Dá-me prazer acelerar ali, correr ainda mais rápido para que a água da vegetação se solte e me refresque… Me liberte daquele calor da ilha

“Força Ester”… ” boa sorte “… tão bom sentir o carinho de quem passa ou quem está nos trilhos em apoio… amo-vos

Descemos, a terra fofa amortece os pés… parece um trampolim… Não me digam para ter cuidado. Apetece voar mais rápido.

É difícil digerir as paisagens… mesmo encobertas, são visões estonteantes de serra e mar… pequenas casas lá ao fundo e nós continuamos a ser os senhores CÁ do alto da montanha…
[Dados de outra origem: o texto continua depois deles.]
PR #1642, opened 2021-08-10
Fix backend core tests

### LINKED ISSUE #369: Handle the case where a listing string is null
Right now the build has problems dealing with listing values that return `null`. Even worse, it seems to work ok if you do a dev build, but it fails when you do an `export` when trying to call `.replace` in next.config.js.

I'm open to solving this by adding tooling to make sure we never get into this situation, but I think we're probably better off making the evaluation less brittle so that it can still build with just the one value blank if there's not a string to fill in there.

Mais um abastecimento, mais uma palavra amiga, mais um pedaço de chocolate e um gole de Brisa…

Desço agora para Porto da Cruz. Faltam 5 km e já vou descontraída a beber as paisagens e a cumprimentar quem me aparece no caminho…

Olha o Nuno e o Leonardo que decidiram treinar no final da prova… vieram para trás… Bom ver-vos :)

Aproximo-me do centro de Porto da cruz e a multidão inunda as ruas, o centro, a chegada…

Único…

Estamos em Portugal?

Tanta gente…

Cheguei… Adorei… Soltei um: “Parabéns Hugo”… “Adorei”

“Parabéns a ti Ester… “

Mas Hugo, eu não fiz nada… Tu sim fizeste magia e deste-nos estes trilhos de forma tão magistral…

Parabéns a ti, parabéns Porto da Cruz… Parabéns Madeira”

Degraus. E levadas e degraus. E a vereda do Larano, aberta para nós, resgatada da selva onde fora esquecida vai para 20 anos, o mar lá em baixo, as vertigens e os dedos a controlar nas curvas, firmemente a tocar nas pedras. E degraus, já somos amigos, afinal. E o milagre: a 3 km da meta, o derradeiro posto de controlo tem, tcharam! bananas!!!! Não houve uma que sobrasse para a última até ali. Já desesperava. Estar na Madeira e não ter bananas? Ao fundo, lá longe, um vulto. É o penúltimo. Uma lesão travou-lhe o bom andamento. Anda daí, vá, é 1km, anda, a trote, vá. Fomos. Não fui a última e estraguei a crónica.